# Beaded Face Frames aand Doors



## 123pugsy (Dec 6, 2014)

I am just starting some beaded face frames and doors for my upcoming home renovation.
I sure do hope my building permit app gets approved. It would be a real shame to have custom cabinets on hand with no kitchen to install them in. :blink:

I got a friend's shop to cut me up a bunch of poplar 7/8" thick, for the rails and stiles for the doors and frames.
Also picked up a Kreg router table and face frame jig.
The 1/4" bit that came with it gives a bead about 5/32", so I ordered the 5/16" size and that gives about a 1/4" bead. 

All the rails and stiles for the uppers and lowers are cut and routed. I screwed up one rail by beading both edges instead of one and one rail was warped so needs re-cut. Not bad for the amount of parts I have. It's a bit overwhelming after looking at them all. 
Pocket screw holes are also done and I screwed a couple of frames together.


----------



## BigJim (Sep 2, 2008)

That is really nice, the beads look great.


----------



## Oneal-Woodworking (Apr 14, 2013)

Everything you got looks great but...

When I do those sort of face frames I add the 3/8" bead after the frames get built. That is a great way to get rid of all the little skinny scraps that get left over when ripping the rest of the face frame or door material. So long as those scraps are 7/16" wide or bigger (already 3/4" thick) they are perfectly good for making bead with. 

If nailing the bead in place with one of those micro-pin nailers - There is no need to even try to putty the tiny hole left behind. You will not be able to see it anyway with inset doors and such... 3/4" micro-pins hold just fine until the glue dries. :yes:

Nice work you have there so far. :thumbsup:


----------



## 123pugsy (Dec 6, 2014)

OnealWoodworking said:


> Everything you got looks great but...
> 
> When I do those sort of face frames I add the 3/8" bead after the frames get built. That is a great way to get rid of all the little skinny scraps that get left over when ripping the rest of the face frame or door material. So long as those scraps are 7/16" wide or bigger (already 3/4" thick) they are perfectly good for making bead with.
> 
> ...


Thanks.


My neighbor has a millwork shop and that's how he makes his beaded face frames.

With my limited resources, the Kreg system is quite simple and no need to make up the separate pieces.


----------



## Oneal-Woodworking (Apr 14, 2013)

123pugsy said:


> Thanks.
> 
> 
> My neighbor has a millwork shop and that's how he makes his beaded face frames.
> ...


I Kreg all my face frames as well. :thumbsup:

Again, You did very nice work and your joints looked flawless. :yes:


----------



## 123pugsy (Dec 6, 2014)

I got all the frames assembled and most of them sanded today. :thumbsup:


----------



## 123pugsy (Dec 6, 2014)

I finished sanding everything and got the 3 end panels glued and screwed.

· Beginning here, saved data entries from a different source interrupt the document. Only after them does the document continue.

PR #48, opened 2020-10-23
Use construct_explanations_dataframe in multi class notebooks

cdraper-CS:
Use construct_explanations_dataframe in multiclass notebooks. Plus other small cleanup.


akumar-cs (approved):
Looks cool

sdraper-CS (changes requested):
The explanations are broken and/or very co fusing for the regression model

laguirre-cs:
Two things:

1. I think the explanations in the regression notebook are missing the changed columns

2. It might also be a nice touch in the ordered scan of the `MulticlassHeartDisease.ipynb` to have the explanations show an instance where 2 counterfactuals were generated. It looks like both of the chosen observations have an initial prediction of 0, so we can't find a "more favorable" counterfactual

cdraper-CS:
@laguirre-cs  Fixed the problem with regression notebook (was dropping columns with any 'N/a' not all 'N/a'). 

On the multi-class notebook, issue was actually two bugs. display_explanations was only showing the first change, and it was using the partitioned results not the ordered results! So thank you again for good catches -  I'm afraid I went 'notebook blind' on Friday. Also found a couple of places in original code where it was using wrong results so fixed those too.

sdraper-CS (commented):
MulticlassHeartDisease.ipynb:

1.  (not new but...) Opening markdown cell is ungrammatical `...framing the use case as a partitioned and ordered multiclass classification tasks respectively` - singular and plural

2. I think we don;t actually know any better due to poor source material but it continues to bug me that we have:
```
        CertifaiOutcomeValue(1, name='Stage 1: > 50% diameter narrowing in a major vessel'),
        CertifaiOutcomeValue(2, name='Stage 2: > 50% diameter narrowing in a major vessel'),
        CertifaiOutcomeValue(3, name='Stage 3: > 50% diameter narrowing in a major vessel'),
        CertifaiOutcomeValue(4, name='Stage 4: > 50% diameter narrowing in a major vessel'),
```
(all unfavorable outcomes have the same descriptive text).  Perhaps we should just drop the text after `Stage <n>` in all or all but the first case?

3. In the notes markdown cell where we talk about the warnings we say `not enough samples of each protected class within the sex feature for Certifai's genetic algorithm to converge towards the optimal counterfactuals`.  This is inaccurate - the small sample size does not (primarily) impact the GA .  It impacts the convergence of the aggregate statistics that derive from the individual GA results

4. Obviously its deliberate that you show explanations for different individuals for the two different models, but its very counter-intuitive (I would naturally want to look at what the models explained differently).  It either needs different handling (e.g. - do two rows for each model if its a diversity reason) or an explicit explanation in a markdown cell as to why you're doing it or else it will result in confusion

5. Why is 'row==1' a different person between the two formulations (ordered and partitioned)?  I really wanted to compare the changes that the choice of formulation resulted in

Regression.ipynb:

6. We're inconsistent about running the pre-flight.  We only do it in this notebook (just saying - no need to change it now!)

7. Um...is it really a good example to show a negative claim settlement amount?  Actually it *may well be* since this is a weakness of the *model* that is exposed by Certifai, but it really needs a markdown cell discussing it! (final explanation)

laguirre-cs (approved):

cdraper-CS:
@sdraper-CS Latest changes address review comments 1 to 4. Not planning to take action on 6 or 7 at this point. Will rerun to address 5 when the code changes are merged.

cdraper-CS:
Have rerun notebooks and pushed update to multi-class now the fixes are in

PR #52, opened 2020-10-30
Containerizing models

cdraper-CS:
Updated PR for my latest comments to https://github.com/CognitiveScale/cortex-certifai-examples/pull/42

I squashed some commits in order to remove the unintentional german credit model changes.

Main other changes:
* Changed H2O prediction service so that user has to fill out _get_prediction_class
* Changed H2O prediction service so that service can run outside of docker and picks up local files if MODEL_PATH not defined
* Changed order of imports to avoid issue when running outside of docker on Mac
* Reordered Dockerfile so user can change prediction service without having to rebuild all layers
* Updates to README for flow
* Commented out BUCKET_ENDPOINT


mchutani-CS (approved):
LGTM. Tested on both (mojo and python)

akumar-cs (approved):

PR #54, opened 2020-11-02
read_and_save_model typo

akumar-cs:
read_and_save_file doesn't exist in this module, perhaps in mojo service template.

i think last night changes introduced the typo

### DIFF
--- a/models/containerized_model/templates/prediction_service.py
+++ b/models/containerized_model/templates/prediction_service.py
@@ -35,7 +35,7 @@ def main():
     if model_path is not None:
         # Copy files from remote path to local
         default_model_path = os.path.normpath(os.path.join(CURRENT_PATH, '../model', os.path.basename(model_path)))
-        read_and_save_file(model_path, default_model_path)
+        read_and_save_model(model_path, default_model_path)
     else:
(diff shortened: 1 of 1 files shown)


cdraper-CS (approved):

models/containerized_model/templates/prediction_service.py
```diff
@@ -35,7 +35,7 @@ def main():
     if model_path is not None:
         # Copy files from remote path to local
         default_model_path = os.path.normpath(os.path.join(CURRENT_PATH, '../model', os.path.basename(model_path)))
-        read_and_save_file(model_path, default_model_path)
+        read_and_save_model(model_path, default_model_path)
```
mchutani-CS, line 38: We should probably change the function name to `read_and_save_file` for consitency since `prediction_service_h2o_mojo` has it named as `read_and_save_file`. Check here: https://github.com/CognitiveScale/cortex-certifai-examples/blob/master/models/containerized_model/templates/prediction_service_h2o_mojo.py#L36

mchutani-CS (changes requested):
Made a minor comment.

mchutani-CS (approved):

PR #470, opened 2023-12-14
Add a localization framework

basil:
Start the process of localizing this application by introducing a localization framework and converting about half of the application to use it. I chose `i18next` because it was lightweight and worked fine in both Electron and Vue, whereas I had trouble getting other frameworks like `vue-i18n` to work on the Electron side. On the Electron side we rely on `app.getLocale()`, which on my Linux system is set to `en-US` by default and `el` when I set `LANGUAGE=el` before starting Electron. On the Vue side we rely on either `navigator.languages` (which Electron sets the same way as `app.getLocale()`, if running in Electron; otherwise, the user's browser language preferences) or the `?lng` query string parameter for ease of testing.

The software has lots of strings that need to be pulled out into translation files: menus, toolbars, dialog boxes, and tooltips. I got through the menus and toolbars before I had enough for one day. The rest can be done in subsequent PRs, but I wanted to post this initial PR in case there was negative feedback about the general approach before I spend too much time on this. I freely admit I have no idea what I am doing when it comes to JavaScript development, so if I am doing something wrong, then please tell me and I will try my best to figure it out.

As a proof of concept, I localized a handful of strings in both Greek and Romanian. You can test this out in the web app by setting the query string `?lng=el` or `?lng=ro`, or by starting the Electron app after setting the environment variable `LANGUAGE=el` or `LANGUAGE=ro` (at least on Linux; I have no idea how this works on other platforms). I don't actually speak these languages, so the hope is that users will contribute more localizations. Once I finish converting all the dialog boxes and tooltips I might try to do an automated translation with Google Translate and/or ChatGPT, even if the results are awkward. Nothing gets people to contribute like fixing an awkward translation!

To test that the `en.json` file was complete and not introducing any regressions, I used https://www.npmjs.com/package/pseudo-localization to mutate the English strings to accented variants and verified that the app looked identical modulo the accent marks.


danielgarthur:
This looks good so far.

basil:
Great! I localized the dialog boxes. I have not (yet) bothered to localize the tooltips. Much remains to be improved, but localization is a never-ending battle and this seems as good a place to start as any. Further improvements can be made in subsequent PRs.

danielgarthur (approved):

I also got the pantry end panel all cut and test fitted. Just need to grab the 1/4" MDF inlay from the shop in the morning.


----------



## 123pugsy (Dec 6, 2014)

A mock up door I made a while ago and painted different colors to see what I like. I changed the inlay trim. It will be the same as in the pics above.


----------



## 123pugsy (Dec 6, 2014)

I'm really pleased with the Kreg beaded face frame system. After sanding, most of the the corners look really good. 
BTW, I am in no way affiliated with Kreg. :no:


----------



## BigJim (Sep 2, 2008)

Man that looks good, that is going to be some nice cabinets.


----------



## Travico (Dec 25, 2012)

That build is looking really SHARP! Thanks for the info.


----------



## 123pugsy (Dec 6, 2014)

Thanks Guys.

Stoopid time: 

I cut all the rails and stiles of the doors using shims to determine exact lengths. I figured since I don't have a table saw, why make them big and trim them later, right? We'll see how that genius idea worked out.....:huh:

Some of the rails were cut slightly short and I had to glue shims in place before clamping them up. 2nd pic shows the gap that needed shimming at the top right and bottom left. About 6 doors req'd these shims. Not bad I guess.


----------



## 123pugsy (Dec 6, 2014)

Some more pics of door pieces and gaps. They look pretty good with no glue or center panels.


----------



## 123pugsy (Dec 6, 2014)

Shims in place. I cut off some of the extra sticking out and slipped it in the back gap for equal sized shims.

Gluing them up with slightly out of square corners to match the face frames took way too long.
Good learning experience though.

Amazingly enough, the drawer faces which were all slightly different came out pretty good.


----------



## 123pugsy (Dec 6, 2014)

I picked up some #5 screws but of course the heads were still too big for the hinges. Is there at least one company that can do this correctly? :blink: I haven't seen it yet. :no: It only took about an hour and a half to tap em with a countersink, so not too bad.

I made up a hinge locating jig and it worked pretty good.


----------



## 123pugsy (Dec 6, 2014)

I got the first door screwed into the frame with decent results.


----------



## 123pugsy (Dec 6, 2014)

A bunch of more drilling and screwing and almost all the doors in place.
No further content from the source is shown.